Steps to Navigate the Shifting Video AI Landscape

  • Identify your actual need: Do you need to generate new video content, or do you need to search, index, and understand video you already have? The answer determines which category of tool matters for your workflow.
  • Evaluate cloud dependencies: Check whether your chosen vendor has preferential access to accelerator hardware through cloud partnerships. Startups with deep cloud ties may have cost or latency advantages that affect long-term feasibility.
  • Plan for API sunset windows: If you are considering tools like Sora 2, note that OpenAI's Sora API is scheduled to discontinue on September 24, 2026, so any new product dependency on that API is not a stable long-term bet.

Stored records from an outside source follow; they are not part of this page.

PR #2072, opened 2021-03-08
Faster ci

Jacalz:
### Description:

The setup of each workflow run should now be about 3x faster thanks to using https://github.com/WillAbides/setup-go-faster.
This includes a workaround until WillAbides/setup-go-faster#11 is fixed.

This also makes sure that we run tests on the latest stable Go release (Go 1.16). It has the side-effect that the CI should be even faster: "Linking is 20-25% faster than 1.15 and requires 5-15% less memory on average for linux/amd64, with larger improvements for other architectures and OSes.".

### Checklist:

- ~[] Tests included.~
- [x] Tests all pass.

### DIFF
--- a/.github/workflows/mobile_tests.yml
+++ b/.github/workflows/mobile_tests.yml
@@ -11,7 +11,7 @@ jobs:
 
     steps:
     - uses: actions/checkout@v2
-    - uses: actions/setup-go@v2
+    - uses: WillAbides/setup-go-faster@v1.5.0
       with:
         go-version: ${{ matrix.go-version }}
 
--- a/.github/workflows/mobile_tests.yml
+++ b/.github/workflows/mobile_tests.yml
@@ -7,7 +7,7 @@ jobs:
     strategy:
       fail-fast: false
       matrix:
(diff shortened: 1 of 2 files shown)


andydotxyz:
It seems like WillAbides/setup-go-faster#11 might be addressed, should we get that fix in here so the workaround is not needed?

Jacalz:
> It seems like [WillAbides/setup-go-faster#11](https://github.com/WillAbides/setup-go-faster/issues/11) might be addressed, should we get that fix in here so the workaround is not needed?

From what I can tell, it isn't fixed. The only commits referenced there are his fork of `Jacalz/fyne` where he made the workaround and my commits from this PR.

andydotxyz (approved):

Jacalz:
It looks like the required task are specific to the versions and thus it wants the 1.15 versions to complete. Probably needs to be changed int he repo settings before this can be merged.

andydotxyz:
Chicken and egg... I will juggle the config and land this

andydotxyz:
That's in and the new set of required all passing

What Does This Mean for Sora and Other Generative Tools?

While TwelveLabs is scaling video understanding, the generative video landscape is contracting. OpenAI's Sora consumer app and web experience ended on April 26, 2026, and the Sora API is scheduled for discontinuation on September 24, 2026. For developers still using Sora 2 through the API, the remaining window is a sunset period, not a stable platform for new product work.

The official Sora 2 API pricing during this window is $0.10 per second for standard 720p generation and $0.30 per second for the higher-fidelity Pro model at the same resolution, with batch pricing at half those rates. But pricing alone is not the decision driver anymore. The removal date is. Any team building a new long-term product on Sora 2 is planning past the documented removal date, which makes migration planning more important than squeezing cost savings from batch pricing.

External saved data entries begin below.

PR #2073, opened 2021-03-08
Fix multiline entry cursor position when pasting content (with text wrap)

fpabl0:
### Description:

Fixes the multiline entry cursor position when pasting content (with text wrap).

### Checklist:

- [x] Tests included.
- [x] Tests all pass.


andydotxyz (approved):
Great catch, I love it when the fix is to remove code ;)

PR #2078, opened 2021-03-11
Small improvements on widget.BaseWidget

fpabl0:
### Description:

Small improvements on widget.BaseWidget (mainly just removing some defers).

### Checklist:

- [ ] Tests included.
- [x] Tests all pass.


fpabl0:
Based on these small changes, should we remove `getImpl` function in favor of `super()` (or viceversa)? Because now they are exactly the same.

The practical guidance for Sora 2 users is narrow: use the API only for bounded, current work that can finish before September 24, 2026. Set a hard final generation date on your side to prevent unfinished jobs from becoming stranded work. Cap the dollar budget by model and resolution, because sora-2-pro at 1080p can turn short videos into double-digit costs quickly. Export every output and store metadata, because after the sunset window, your local archive may matter more than the API job history.

Why the Split Between Generation and Understanding Matters

The divergence between generative and understanding-focused tools is reshaping how enterprises think about video AI. TwelveLabs has grown to roughly 178 employees as of June 2026, up from about 58 a year earlier, and industry estimates put the AI video search market at roughly $3.2 billion by 2028. That growth trajectory suggests the understanding category is not a niche; it is a maturing product market with real enterprise demand.

For teams evaluating video AI vendors, the widening split between generation-focused and retrieval or reasoning-focused tools is now as important as the funding total or the model capability. The question is no longer just "which video AI tool is best?" It is "which category of tool solves my actual problem, and which vendor has the cloud partnerships and stability to support it long-term?"

The TwelveLabs funding round signals that video AI is no longer a single market. It is two markets, with different technical approaches, different customer needs, and increasingly different infrastructure dependencies. Understanding that split is the first step to making the right vendor choice.